Indemnity clauses are frequently included in commercial agreements and often work alongside limitation of liability provisions.

Although they are commonly used, the practical effect of indemnities is not always well understood.

What Is an Indemnity?

An indemnity is a promise by one party to compensate another for specific losses or liabilities.

In simple terms, it transfers responsibility for certain risks from one party to another.

For example, a supplier may agree to indemnify a customer against claims that the supplier’s product infringes another party’s intellectual property rights.

If that claim arises, the supplier may be responsible for covering the loss.

Why Indemnities Are Used

Indemnities are often used where one party is in the best position to control or manage a particular risk.

Examples include:

  • Intellectual property infringement
  • Property damage caused during services
  • Loss caused by negligence or breach of contract

These clauses clarify which party should bear responsibility if those risks materialise.

Why the Wording Matters

Indemnity clauses can vary significantly depending on how they are drafted.
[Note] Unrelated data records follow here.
PR #180, opened 2017-12-14
Device client modifications to support the new AuthenticationProvider object

pierreca:
The PR follows #179 and implements the required changes in the device client package to support the new AuthenticationProvider classes.

While the unit tests work, changes to the transport packages are required to fully enable the feature so it will be merged with transports PR before it's merged into master.

### DIFF
--- a/device/core/devdoc/device_client_requirements.md
+++ b/device/core/devdoc/device_client_requirements.md
@@ -31,9 +31,11 @@ client.sendEvent(new Message('hello world'), print);
 #### fromConnectionString
 **SRS_NODE_DEVICE_CLIENT_05_003: [** The `fromConnectionString` method shall throw ReferenceError if the connStr argument is falsy. **]**
 
-**SRS_NODE_DEVICE_CLIENT_05_005: [** `fromConnectionString` shall derive and transform the needed parts from the connection string in order to create a new instance of Transport. **]**
-
 **SRS_NODE_DEVICE_CLIENT_05_006: [** The `fromConnectionString` method shall return a new instance of the `Client` object, as by a call to `new Client(new Transport(...))`. **]**
+
+**SRS_NODE_DEVICE_CLIENT_16_087: [** The `fromConnectionString` method shall create a new `SharedAccessKeyAuthorizationProvider` object with the connection string passed as argument if it contains a SharedAccessKey parameter and pass this object to the transport constructor. **]**
+
+**SRS_NODE_DEVICE_CLIENT_16_093: [** The `fromConnectionString` method shall create a new `X509AuthorizationProvider` object with the connection string passed as argument if it contains an X509 parameter and pass this object to the transport constructor. **]**
 
 #### fromSharedAccessSignature
 
@@ -41,14 +43,25 @@ client.sendEvent(new Message('hello world'), print);
 
 **SRS_NODE_DEVICE_CLIENT_16_030: [** The `fromSharedAccessSignature` method shall return a new instance of the `Client` object **]**
 
+**SRS_NODE_DEVICE_CLIENT_16_088: [** The `fromSharedAccessSignature` method shall create a new `SharedAccessSignatureAuthorizationProvider` object with the shared access signature passed as argument, and pass this object to the transport constructor. **]**
+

Important considerations include:

  • The events that trigger the indemnity
  • The types of losses covered
  • Whether there are financial limits

Because indemnities can create significant exposure, it is important to carefully review the wording before entering into an agreement.

Businesses can confidently manage contractual risk with the support of Clearscope Legal.

Final Thoughts

Indemnity clauses play an important role in allocating risk in commercial agreements.

Understanding how they operate can help businesses make informed decisions when negotiating contracts.